Methods: Community pharmacists across New South Wales, Australia, were recruited to participate in a prospective pilot study. Pharmacists/pharmacy staff received specialized training before recruiting and screening patients aged ≥65 years using the Geriatric Depression Scale-15 (GDS-15). Patients scoring ≥6 were referred to another HCP, e.g., general practitioner, and followed-up by the pharmacist 1-week postscreening. Patients were also followed-up by a research team member 6-weeks postscreening to explore outcomes of the screening. Semi-structured interviews with pharmacists and patients were undertaken following completion of the pilot study to explore their experiences delivering/receiving the screening service. A thematic inductive analysis approach was used to analyze interview data.

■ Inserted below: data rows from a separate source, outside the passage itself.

PR #494, opened 2019-01-07
Change match level of gnome-screenlock-password-Tumbleweed

alapha23:
Raise match level of this needle. 

On https://openqa.opensuse.org/tests/824730#step/shutdown/3 , user name was wrong but it was 98% similar.


okurz:
hm, ok. let's take it. But it might be a bit confusing if the *same needle* matched in before and it would not match anymore. We could make that more explicit by renaming the needle file with a new name, e.g. update the timestamp in the filename. Hint for next time ;)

Results: A total of 39 community pharmacies participated in this study. In total, 113 participants attended the training sessions. Pharmacists screened 15 patients from 8 pharmacies, of which 67% were female. Two thirds of patients (67%) received a GDS-15 score of ≥6, indicating possible depression and requiring referral. Pharmacists referred 80% of patients to another HCP. One patient was diagnosed with depression and commenced antidepressant therapy. Five patients and 6 pharmacists participated in semi-structured interviews. Barriers to screening included lack of time and mental illness stigma. Facilitators included pharmacist-patient relationships and training.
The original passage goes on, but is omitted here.